# Is there really morels on state land in Allegan?



## cb223 (Mar 28, 2010)

Except for the 2 that I found 3 weeks ago. I have put in more time and effort this year than I ever have but just can't find them. The area I found the 2 is over run with people so I looked for other spots with the same terrain, trees, ground cover and a little farther off the beaten path. I think it looks good but no morels, only beef steaks. When I lived a little farther north I found bunches of them in Oceana county but can't get it done in Allegan. I'm getting frustrated. I read and re-read the posts on here, look for the right trees and terrain. 

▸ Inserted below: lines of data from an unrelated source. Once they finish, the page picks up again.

PR #233, opened 2021-05-24
first solution

scarlettjohanssons:
[DEMO LINK](https://scarlettjohanssons.github.io/react_goods-selector/)

### DIFF
--- a/src/App.js
+++ b/src/App.js
@@ -1,9 +1,10 @@
 import React from 'react';
+import classNames from 'classnames';
 import './App.scss';
 
 const goodsFromServer = [
   'Dumplings',
-  'Carrot',
+  'Cgoodsot',
   'Eggs',
   'Ice cream',
   'Apple',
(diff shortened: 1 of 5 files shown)


rauzok (approved):
nice!

src/App.js
```diff
@@ -14,11 +15,98 @@ const goodsFromServer = [
...
+            <div className="goods__item" key={good}>
+              <span>
+                {good}
+              </span>
+
+              <button
+                type="button"
+                className={
+                  classNames('btn', {
+                    good__hidden: selectedGoods.includes(good),
```
mykola-yarchuk, line 74: use conditional rendering to hide button

src/App.js
```diff
@@ -14,11 +15,98 @@ const goodsFromServer = [
...
+                }}
+              >
+                Add
+              </button>
+
+              <button
+                type="button"
+                className={
+                  classNames({
+                    good__hidden: !selectedGoods.includes(good),
```
mykola-yarchuk, line 90: conditional rendering

src/App.js
```diff
@@ -14,11 +15,98 @@ const goodsFromServer = [
...
+                    good__remove: true,
```
mykola-yarchuk, line 91: if you always need some class, just add it outside of the object

mykola-yarchuk, line 91:
```suggestion
                  classNames('good__remove', {
                    good__hidden: !selectedGoods.includes(good),
```

src/App.js
```diff
@@ -14,11 +15,98 @@ const goodsFromServer = [
...
+                  })
+                }
+                onClick={() => {
+                  this.setState({
+                    selectedGoods: selectedGoods.filter(
+                      product => product !== good,
+                    ),
+                  });
```
mykola-yarchuk, line 99: is better to create a method in advance and pass it here as callback

mykola-yarchuk (changes requested):

src/App.js
```diff
@@ -14,11 +14,95 @@ const goodsFromServer = [
...
+
+              default: {
+                return `${selectedGoods
+                  .slice(0, (selectedGoods.length - 1))
+                  .join(', ')}`
+                + ` and ${selectedGoods[selectedGoods.length - 1]}`
+                + ` are selected`;
+              }
+            }
+          })()}
```
mykola-yarchuk, line 58: is better to create a function and use switch inside of it

src/App.js
```diff
@@ -14,11 +14,95 @@ const goodsFromServer = [
...
+          {goodsFromServer.map(good => (
+            <div className="goods__item" key={good}>
+              <span>
+                {good}
+              </span>
+
+              <button
+                type="button"
+                className={
+                  selectedGoods.includes(good) ? 'good__hidden' : 'btn'
```
mykola-yarchuk, line 80: you can create some variable (`isIncluded` for example) inside callback in `map` method before you return `<li>`, and use this variable in all places where you need it. with this approach, you can use the method includes only once

mykola-yarchuk: use conditional rendering to hide something

src/App.js
```diff
@@ -14,11 +14,95 @@ const goodsFromServer = [
...
+                  });
+                }}
+              >
+                Add
+              </button>
+
+              <button
+                type="button"
+                className={
+                  selectedGoods.includes(good) ? 'good__remove' : 'good__hidden'
```
mykola-yarchuk, line 94: conditional rendering

mykola-yarchuk (changes requested):

mykola-yarchuk (approved):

Is Allegan that tuff or am I just going blind or what? How many of you actually have luck on state land in Allegan? Maybe I should just make the drive and head north to what I know.


----------



## Sparky23 (Aug 15, 2007)

If your looking for blacks i think its just been a crap season, my best 2 sots produced maybe a dozen in allegan, but yes normally i find a bunch of them there. On a bright note it was at least better than barry county for blacks lol.


----------



## john decker (Jan 21, 2010)

well ive been out twice on barry co st. land and only found one each time.these are cherry trees mixed with popple.normally a good area for darks.it needs to warm up is my theory.ive always found more up north also.


----------



## esgowen (Feb 27, 2011)

It's not you its this season my worst in 15 years with just over 70 hrs in the woods this year only 290 morels to show for it not sure what happened


----------



## Oldgrandman (Nov 16, 2004)

Sparky23 said:


> If your looking for blacks i think its just been a crap season, my best 2 sots produced maybe a dozen in allegan, but yes normally i find a bunch of them there. On a bright note it was at least better than barry county for blacks lol.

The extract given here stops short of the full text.